What needs to be done: Exactly as they stand, set down the following records once more.

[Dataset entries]

PR #65, opened 2022-01-26
Update api client, add support for big_number display type

smithclay:
* Adds basic rate limiting/retry logic to the API client to avoid issues with too many requests being sent to the API that results in 500s.
* Adds user-agent and organization as request headers for future analytics on provider usage.
* Adds support for `big_number` metric charts.

version `1.51.2`


client/client.go
```diff
@@ -44,8 +52,11 @@ type Body struct {
 type Client struct {
 	apiKey      string
 	baseURL     string
-	client      *http.Client
+	orgName     string
+	client      *retryablehttp.Client
+	rateLimiter *rate.Limiter
 	contentType string
+	context     context.Context
```
DanTulovsky, line 59: in general it's not correct to put contexts inside structs.  https://go.dev/blog/context-and-structs

Are you doing this for a particular reason?

client/client.go
```diff
@@ -60,31 +71,54 @@ func NewClient(ctx context.Context, apiKey string, orgName string, env string) *
...
+		c.context,
+		c,
 		fmt.Sprintf("%v/%v", c.baseURL, suffix),
 		httpMethod,
 		Headers{
-			"Authorization": fmt.Sprintf("bearer %v", c.apiKey),
-			"Content-Type":  c.contentType,
-			"Accept":        c.contentType,
+			"Authorization":   fmt.Sprintf("bearer %v", c.apiKey),
+			"User-Agent":      "terraform-provider-lightstep",
```
ishg, line 106: For future proofing and more analytics, might want to include the provider version too based on the User-Agent [standards](https://developer.mozilla.org/en-US/docs/Web/HTTP/Headers/User-Agent)

client/client.go
smithclay: I am not, will remove :)

client/client.go
smithclay: Now with version + terraform sdk version

client/client.go
```diff
@@ -60,31 +77,54 @@ func NewClient(ctx context.Context, apiKey string, orgName string, env string) *
...
+// checkHTTPRetry inspects HTTP errors from the Lightstep API for known transient errors
+func checkHTTPRetry(_ context.Context, resp *http.Response, err error) (bool, error) {
+	if resp.StatusCode == http.StatusInternalServerError {
+		return true, nil
+	}
+	return false, nil
+}
+
 // CallAPI calls the given API and unmarshals the result to into result.
 func (c *Client) CallAPI(httpMethod string, suffix string, data interface{}, result interface{}) error {
```
DanTulovsky, line 104: I think the correct thing to do here is to pass in the context as first parameter...

DanTulovsky (changes requested):

DanTulovsky (approved):

client/client.go
smithclay: Just did a big pass on cleaning up context, now passed to each API call method

DanTulovsky (approved):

Task solution:
PR #65, opened 2022-01-26
Update api client, add support for big_number display type

smithclay:
* Adds basic rate limiting/retry logic to the API client to avoid issues with too many requests being sent to the API that results in 500s.
* Adds user-agent and organization as request headers for future analytics on provider usage.
* Adds support for `big_number` metric charts.

version `1.51.2`


client/client.go
```diff
@@ -44,8 +52,11 @@ type Body struct {
 type Client struct {
 	apiKey      string
 	baseURL     string
-	client      *http.Client
+	orgName     string
+	client      *retryablehttp.Client
+	rateLimiter *rate.Limiter
 	contentType string
+	context     context.Context
```
DanTulovsky, line 59: in general it's not correct to put contexts inside structs.  https://go.dev/blog/context-and-structs

Are you doing this for a particular reason?

client/client.go
```diff
@@ -60,31 +71,54 @@ func NewClient(ctx context.Context, apiKey string, orgName string, env string) *
...
+		c.context,
+		c,
 		fmt.Sprintf("%v/%v", c.baseURL, suffix),
 		httpMethod,
 		Headers{
-			"Authorization": fmt.Sprintf("bearer %v", c.apiKey),
-			"Content-Type":  c.contentType,
-			"Accept":        c.contentType,
+			"Authorization":   fmt.Sprintf("bearer %v", c.apiKey),
+			"User-Agent":      "terraform-provider-lightstep",
```
ishg, line 106: For future proofing and more analytics, might want to include the provider version too based on the User-Agent [standards](https://developer.mozilla.org/en-US/docs/Web/HTTP/Headers/User-Agent)

client/client.go
smithclay: I am not, will remove :)

client/client.go
smithclay: Now with version + terraform sdk version

client/client.go
```diff
@@ -60,31 +77,54 @@ func NewClient(ctx context.Context, apiKey string, orgName string, env string) *
...
+// checkHTTPRetry inspects HTTP errors from the Lightstep API for known transient errors
+func checkHTTPRetry(_ context.Context, resp *http.Response, err error) (bool, error) {
+	if resp.StatusCode == http.StatusInternalServerError {
+		return true, nil
+	}
+	return false, nil
+}
+
 // CallAPI calls the given API and unmarshals the result to into result.
 func (c *Client) CallAPI(httpMethod string, suffix string, data interface{}, result interface{}) error {
```
DanTulovsky, line 104: I think the correct thing to do here is to pass in the context as first parameter...

DanTulovsky (changes requested):

DanTulovsky (approved):

client/client.go
smithclay: Just did a big pass on cleaning up context, now passed to each API call method

DanTulovsky (approved):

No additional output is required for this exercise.